See the [`examples/`](examples/) directory:

- [`pytorch_cifar10.py`](examples/pytorch_cifar10.py) — CIFAR-10 with ResNet-18
- [`pytorch_monitor.py`](examples/pytorch_monitor.py) — Online monitoring during training
- [`tensorflow_mnist.py`](examples/tensorflow_mnist.py) — MNIST with Keras
- [`huggingface_transformers.py`](examples/huggingface_transformers.py) — HuggingFace Trainer integration
- [`generic_csv.py`](examples/generic_csv.py) — Any data source / CSV

## Theory

The method is based on the observation that for any stationary time series, the variance of batch means `V(K)` follows a power law `V(K) ~ K^alpha` where:

- `alpha = -1` for independent, identically distributed (i.i.d.) samples
- `alpha > -1` when consecutive samples are positively correlated
- `alpha < -1` when consecutive samples are anti-correlated

The *susceptibility* `chi(K) = |d log V / d log K|` measures how sensitive the variance scaling is to the batch size. A peak in `chi(K)` indicates a *critical scale* — the batch size at which the dominant correlation structure is resolved.

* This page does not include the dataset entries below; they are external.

PR #226, opened 2016-02-18
Various Compiler Updates

andyscott:
- clean up code
- remove `Option` wrapper on various fields in the runtime model

### DIFF
--- a/core/compiler/src/main/scala/com/fortysevendeg/exercises/compiler/Compiler.scala
+++ b/core/compiler/src/main/scala/com/fortysevendeg/exercises/compiler/Compiler.scala
@@ -137,8 +137,8 @@ case class Compiler() {
                 treeGen.makeExercise(
                   name = exerciseInfo.comment.name,
                   description = exerciseInfo.comment.description,
-                  code = Some(exerciseInfo.code), // TODO: remove wrapper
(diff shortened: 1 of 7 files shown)


raulraja:
LGTM

andyscott:
I was going to add some more to this, but you guys were too quick!

juanpedromoreno:
I'm sorry @andyscott, I needed that code :/ . Please, work on a different branch. Thanks.

raulraja:
Also it looks like this breaks compilation of the std lib exercises

andyscott:
image

I believe you're picking up an old version of the compiler plugin, which has been published locally to your ivy2 repo.

There are a few ways to fix this. I would most certainly recommend doing a `clean` of the content project.

     > cd site; sbt ';project content; clean'

Now you need to either republish the compiler plugin or clear out your ivy2 repo. If you run the the scripted task in the core project it will automatically do this.

    > cd core; sbt scripted

or, if you want to just remove your ivy2 repo...

    > rm -r ~/.ivy2/local/com.47deg/
    > rm -r ~/.ivy2/cache/com.47deg/

andyscott:
I'll add that I don't know why this is happening now. It used to happen to me when I was originally setting up the `site` and `core` projects. Once I get the time to do some official cleanup of the structure, it should be less of an issue.

raulraja:
We should add that to our README

PR #232, opened 2016-02-19
Simplifies the exercise evaluation result

juanpedromoreno:
This PR is a pair programming between @raulraja and me.

Please, @andyscott @dialelo review when you have a chance. Thanks.

### DIFF
--- a/site/server/app/com/fortysevendeg/exercises/controllers/ExercisesController.scala
+++ b/site/server/app/com/fortysevendeg/exercises/controllers/ExercisesController.scala
@@ -5,10 +5,10 @@
 
 package com.fortysevendeg.exercises.controllers
 
-import cats.data.Xor
 import com.fortysevendeg.exercises.app._
 import com.fortysevendeg.exercises.persistence.domain.SaveUserProgress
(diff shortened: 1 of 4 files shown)


andyscott:
@raulraja I think the ADT is the way to go. As it stands, this PR undoes some of the work yesterday that addressed specifically capturing the exceptions thrown in the eval'd method. For example, if the exercise is:
```scala
true should be(__)
```
and you enter `false`, then code will compile and run but you will still get an error that indicates otherwise.

raulraja:
Feel free to discard the PR but we need the simplify the nested Xor now
because a bug was discovered when reporting it from the lack of proper
pattern matching on the result. I don't think it's OK to expect the call
site for this method to provide exhaustive matching for double nested Xor
Ior paths. If there is a way to express all the errors and still obtain a
single List[Ex] Xor A then that is what we want.

andyscott:
The nesting definitely should be simplified.

andyscott:
See preliminary work in #236.

juanpedromoreno:
This PR is covered by https://github.com/47deg/scala-exercises/pull/236.

Issue #229, opened 2016-02-19
Fix authentication issues


rafaparadela:
There are some points related to authentication that could be improved:

- [x] Sometime, although the button to login seems available to start the process, it doesn't work because the user is already logged. For that reason, visiting the `/logout` endpoint usually solves the inconsitent status. However, the button should show the real auth status accordingly.
- [x] On the other hand, in Exercises screen, the auth button should show the actual status as well, instead of the mocked partial template with my name/face.
- [ ]  Due to exercises shouldn't be evaluated for unlogged users, we should implement this logic previously to the `evaluation` call. And show a modal with the invatation for signing up.

PR #234, opened 2016-02-19
Fix authentication issues

rafaparadela:
This PR resolves issues exposed in #229:

- [x] Sometime, although the button to login seems available to start the process, it doesn't work because the user is already logged. For that reason, visiting the /logout endpoint usually solves the inconsistent status. However, the button should show the real auth status accordingly.
- [x] On the other hand, in Exercises screen, the auth button should show the actual status as well, instead of the mocked partial template with my name/face.
- [ ] Due to exercises shouldn't be evaluated for unlogged users, we should check this condition previous to the evaluation call. And show a modal with the invitation for signing up.

### DIFF
--- a/site/server/app/com/fortysevendeg/exercises/controllers/ApplicationController.scala
+++ b/site/server/app/com/fortysevendeg/exercises/controllers/ApplicationController.scala
@@ -31,25 +31,17 @@ class ApplicationController(
 
   def index = Action.async { implicit request ⇒
 
-    val scope = "user"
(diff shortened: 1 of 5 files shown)


rafaparadela:
@raulraja @dialelo Could you take a look please? Thanks.

dialelo:
The changes look good to me! However, the build failed [because an ambiguous jquery version](https://travis-ci.org/47deg/scala-exercises/jobs/110541101#L3396).

raulraja:
LGTM

PR #236, opened 2016-02-19
Convert eval result to ADT

andyscott:
This initial commit will be broken (in the site project). I will fix it shortly.

### DIFF
--- a/core/runtime/src/main/scala/com/fortysevendeg/exercises/MethodEval.scala
+++ b/core/runtime/src/main/scala/com/fortysevendeg/exercises/MethodEval.scala
@@ -15,28 +15,77 @@ import cats.std.list._
 import cats.syntax.flatMap._
 import cats.syntax.traverse._
 
+object MethodEval {
+
+  /** An evaluation result, which can have three possible results. */
+  sealed abstract class EvaluationResult[A](val didRun: Boolean) extends Product with Serializable {
+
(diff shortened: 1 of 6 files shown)


core/runtime/src/main/scala/com/fortysevendeg/exercises/MethodEval.scala
```diff
@@ -15,28 +15,43 @@ import cats.std.list._
 import cats.syntax.flatMap._
 import cats.syntax.traverse._
 
+object MethodEval {
+  sealed abstract class EvaluationResult extends Product with Serializable {
+    def didRun: Boolean
```
raulraja: What about a constructor arg?

raulraja:
So far LGTM!

andyscott:
- I'd like to get rid of the nested `Xor`s in the site projects. This requires that the ADT in the runtime project is made available in that scope or we create a parallel ADT for the site projects. I wasn't sure what route we wanted to go, so I left the Xors.
- This should fix the issue in #232. Now, the right projection of the eval result indicates a full success. The original logic for updating user progress should work correctly, as it originally assumed this about the Xor.

raulraja:
@juanpedromoreno can you review and merge this?

juanpedromoreno:
Looks good!

PR #238, opened 2016-02-21
JP SE-224 Unifies the persistence layer for User and User Progress domains

juanpedromoreno:
Please, @raulraja @dialelo Review when you have a chance. Thanks.

PR #239, opened 2016-02-21
Changes name field as option

rafaparadela:
According to the possibility that an user may not have any defined name, the app should cover this case. This PRs resolves this issue.

@juanpedromoreno @raulraja Is good to merge?

### DIFF
--- a/site/server/app/com/fortysevendeg/exercises/utils/OAuth2.scala
+++ b/site/server/app/com/fortysevendeg/exercises/utils/OAuth2.scala
@@ -82,7 +82,7 @@ class OAuth2Controller(
         withHeaders(HeaderNames.AUTHORIZATION → s"token $authToken").
         get().map { response ⇒
           val login = (response.json \ "login").as[String]
-          val name = (response.json \ "name").as[String]
+          val name = (response.json \ "name").asOpt[String]
           val githubId = (response.json \ "id").as[Long]
           val avatarUrl = (response.json \ "avatar_url").as[String]
           val htmlUrl = (response.json \ "html_url").as[String]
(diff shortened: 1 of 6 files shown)


site/server/app/com/fortysevendeg/exercises/utils/OAuth2.scala
```diff
@@ -82,7 +82,7 @@ class OAuth2Controller(
         withHeaders(HeaderNames.AUTHORIZATION → s"token $authToken").
         get().map { response ⇒
           val login = (response.json \ "login").as[String]
```
raulraja: This is a really bad way to parse de json it should all be marshaled and validated at once, as is it may throw an exception if the incoming messages get malformed due to API changes on the Github side.

raulraja: There are several examples in the play docs with example on how to properly write a custom writer or reader

site/server/test/ArbitraryInstances.scala
```diff
@@ -33,7 +33,7 @@ trait ArbitraryInstances extends Assertions {
       email ← Gen.alphaStr
     } yield Request(
       login = login.toString,
-      name = name,
+      name = Some(name),
```
raulraja: Please prefer the option type instead of some because it's different behavior on null values

raulraja:
LGTM and most of the comments are related to the old POC code on the Github Integration which was pretty bad not anything you've done but I would like this addressed in this PR or another one with new issues associated.

raulraja:
Let's address it in a separate PR so we can get also #238 in

rafaparadela:
I agree with you, indeed there is a ticket to work on it: https://github.com/47deg/scala-exercises/issues/113

PR #242, opened 2016-02-21
JP - Unifies the arbitrary instances in the PersistenceModuleSpec file

juanpedromoreno:
This PR accomplish the technical debt acquired the last week. Now, all our persistence tests are using the same arbitrary instances together with the shapeless scalacheck impl. Please, @raulraja could you review? Thanks.


raulraja:
LGTM

Issue #240, opened 2016-02-21
Missing Compile Button


juanpedromoreno:
The `Compile` button doesn't appear in this case:

http://jpedrom.es/1SJqEu9

rafaparadela:
@juanpedromoreno In this particular cases shown in the screen captured, the "compile" button is rightly hidden:
- It's hidden in the first exercise because it's successfully resolved (if you change it, then should appear the button).
- In the second one, because not all the inputs are filled.

Anyway, I will take a look to search any unexpected behaviour.

juanpedromoreno:
Thanks @rafaparadela . It makes sense.

rafaparadela:
@juanpedromoreno After researching, certainly an unexpected behaviour occurs that is explained and resolved in this PR #243

PR #243, opened 2016-02-21
Set the exercise as Unsolved when it's changed after a succeeded evaluation

rafaparadela:
As a result of the issue #240, I noticed that once an exercises is successfully evaluated, is not possible running the evaluation again.
I guess the right behaviour is allow that exercises can be evaluated once and again. So this PR set the exercise as unsolved when is changed (although it had been set as solved previously), allowing to run the evaluation again.

@raulraja @dialelo Does this make sense for you?


raulraja:
LGTM

PR #66, opened 2021-03-25
32961/make json work again

calmacx:


api/mapping/templates/mapping/scanreportfield_list.html
```diff
@@ -48,18 +47,7 @@ <h2>Fields</h2>
 		  {{ object.classification_system.name }}
 		</td>
 
-                <td>
-                    {% if object.is_patient_id %}
```
vpnu, line 52: how come we're removing this one? we don't need it anymore?

vpnu (approved):

PR #67, opened 2021-03-29
Update/clean mapping table view

calmacx:
image


vpnu:
Do we need to merge into co-connect-tools master as well before merging this? since your change in omop_db_inspect is pointing to co-connect-tools master?

calmacx:
yes please @vasilikipn , not sure if that change will screw up anything else you are doing though?

vpnu (approved):

PR #72, opened 2021-03-31
32450/create assertions page

vpnu:
This PR:

- Creates a new model called ScanReportAssertions, where we store positive and negative assertions for each scan report
- Allows the user to add assertions
- Allows the user to edit the assertions


simon-tarr:
@calmacx Could you review this for me please? Since I've commited to the PR I can no longer review!
In addition to Vas' comments above, I'm simply using the data in the new model to filter the data dictionary list.

simon-tarr:
Forgot to say - the new model will necessitate migrations (although I suspect that's pretty obvious...)

calmacx (approved):

PR #91, opened 2021-04-21
NLP Integration

simon-tarr:
This PR allows users to submit a string to the NLP service and it will return SignsOrSymptoms for that string. 

There's a new model in this PR which will require migrations but the model is 'independent' (i.e. it isn't linked to any other exant tables in the app). Therefore we can easily remove this model at a later date if we no longer want to provide basic NLP lookup to users.


api/mapping/admin.py
```diff
@@ -1,10 +1,23 @@
 from django.contrib import admin
 
-from .models import DocumentType, Source, DataPartner, ScanReport, \
-    ScanReportTable, \
-    ScanReportField, ScanReportValue, ScanReportAssertion, \
-    ClassificationSystem, OmopTable, OmopField, Document, \
-    DocumentFile, DataDictionary, StructuralMappingRule
+from .models import (
```
simon-tarr, line 3: Formatted with PEP8

vpnu, line 3: is this after isort?

simon-tarr: Nope, just PEP8. I _think_ isort also puts imports into alphabetical order.

vpnu (approved):

PR #94, opened 2021-04-22
Update/scan report upload

vpnu:
This PR is for:

- Remove old checks for pass_from_source and ignore flag from process_scan_report

- Checking that the Scan Report has the correct column names/content before uploading on the site.

Screenshot 2021-04-22 at 14 27 18
Screenshot 2021-04-22 at 14 27 40

- When someone adds a conceptID on a column level, disable the link to the values to prevent mapping on both levels:
Screenshot 2021-04-22 at 15 28 13


simon-tarr:
@vasilikipn Do you think it's worth setting the error message on a different colour background, like we do with the table filters on the [mapping rules page](http://localhost:8080/scanreports/9/mapping_rules/)?

vpnu:
> @vasilikipn Do you think it's worth setting the error message on a different colour background, like we do with the table filters on the [mapping rules page](http://localhost:8080/scanreports/9/mapping_rules/)?
sure like a yellow or red?

api/mapping/services.py
```diff
@@ -146,16 +146,6 @@ def process_scan_report(scan_report_id):
                     else:
                         scanreport.is_date_event = False
 
-                    if scanreport.ignore_column == "Ignore":
```
simon-tarr, line 149: We still need this logic to build a more concise data dictionary for NLP. Can you reinstate this code, please? Thanks!

simon-tarr (commented):
Just need to reinstate the code in services.py

simon-tarr (approved):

**For ML training:** This critical scale corresponds to the batch size where:
- Smaller batches: gradient estimates are dominated by noise correlations
- Larger batches: diminishing returns — averaging out signal, not just noise
- At `K_c`: optimal information density per gradient step

This connects to the *critical batch size* concept from [McCandlish et al. (2018)](https://arxiv.org/abs/1812.06162) but requires no gradient computation — only loss values.

## License

**Dual-licensed** under:
- **AGPL-3.0** for open-source / non-commercial use ([license_AGPL.txt](license_AGPL.txt))
- **Commercial license** for proprietary integration ([license_COMMERCIAL.txt](license_COMMERCIAL.txt))

See [LICENSE](LICENSE) for full details.